Wie ein Schaf ist er begossen mit seinem Unrat. Alsbald aber wendet sich das Leid des Königs. Aus den durch den Kommentar erhaltenen Zeilen der 3. (und 4.?) Tafel geht hervor, daß das Ganze, wie es mit einem Preislied begonnen hat, auch mit Lobgesang endet: Ein helfender Gott ließ die Sünden des königlichen Dulders „vom Wind davon tragen“, und damit weicht auch alle Krankheit aus seinem Leibe, das Gehör wird ihm wieder geschenkt, die Brust, die „,wie eine Flöte pfiff", geheilt, Speise und Trank kann er wieder zu sich nehmen, seine ganze Leibesgestalt erscheint verjüngt,,,an dem göttlichen Strom, wo das Gericht der Menschen gehalten wird", ward ihm das ,,Sklavenmal abgewischt, die Sklavenkette abgenommen und in den Rachen des Löwen", der ihn verschlingen wollte, „hat Marduk Gebiß gelegt".

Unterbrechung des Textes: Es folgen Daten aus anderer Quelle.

PR #378, opened 2017-02-14
Moves page composer function to composer service

cperryk:
We're moving sitemap generation logic out of Amphora ([Trello](https://trello.com/c/deJDnM1D/25-thecut-com-articles-xml-sitemap)). Part of the logic involves composing page objects. This PR move the function that composes pages into the `composer` service, thereby exposing it to modules outside of Amphora.

This change also aligns `routes/pages.js` more closely with `routes/components.js`; both now are responsible only for `get`-ing the proper object; the `composer` owns composing.

### DIFF
--- a/lib/routes/pages.js
+++ b/lib/routes/pages.js
@@ -11,8 +11,6 @@ const _ = require('lodash'),
   htmlComposer = require('../html-composer'),
   controller = require('../services/pages'),
   db = require('../services/db'),
-  components = require('../services/components'),
-  references = require('../services/references'),
   acceptedExtensions = {
     html: 'text/html',
     json: 'application/json'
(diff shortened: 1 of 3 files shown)


jonwinton:
I have questions about why we're removing the site map fuctionality from amphora. Are we saying that anyone who uses amphora has to build their own site map generator? I might have missed some bigger conversations but a little context would help.

cperryk:
@jonwinton Sure. As you know, lately we've talked about trimming Amphora down to its essential parts, offloading some of its logic and opinions to microservices and plugins. @larrychevres thinks sitemap generation should be considered outside Amphora's scope, and I agree. While the sitemap generation process depends on Amphora's various services, none of those services or other parts of Amphora depend on sitemaps. The sitemap logic that was already in Amphora was very rigid, and NyMag itself needs it to be considerably more flexible because sitemap rules, both about which pages appear in a sitemap and how their content is represented, will vary across both sites and sitemap types.

What I'm currently working on is building a lib that will provides a simple sitemap middleware that basically replicates the old functionality that we just removed from Amphora, but also provides tools for building your own sitemap generation logic. So, no, Clay devs will not have to build their own sitemap generator. They would be able to do something like this:

```
const sitemaps = require('amphora-sitemaps');
app.use(sitemaps.pageSitemap(someAmphoraInstance));
```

Der Text fordert eine Vergleichung mit dem Buch Hiob geradezu heraus. Das Rätsel des Leidens eines Frommen findet auch hier keine andere Lösung als die der schlechthinnigen Unterordnung des Menschen unter den Willen der Götter. In beiden Stücken hat der Anschauungskreis des tragischen Grundthemas eine ganz eigenartige Sprache ausgelöst, deren künstlerische Mittel allen, auch den intimsten Seelenregungen des Dichters vollkommenen Ausdruck ermöglichen und auch den Leser alle Stimmungen des Dulders, die dumpfe Verzweiflung, die stille Ergebung in das Unabänderliche, die belebende Hoffnung wie endlich den Jubel des Erlösten als seine eigene Erfahrung durchleben läßt.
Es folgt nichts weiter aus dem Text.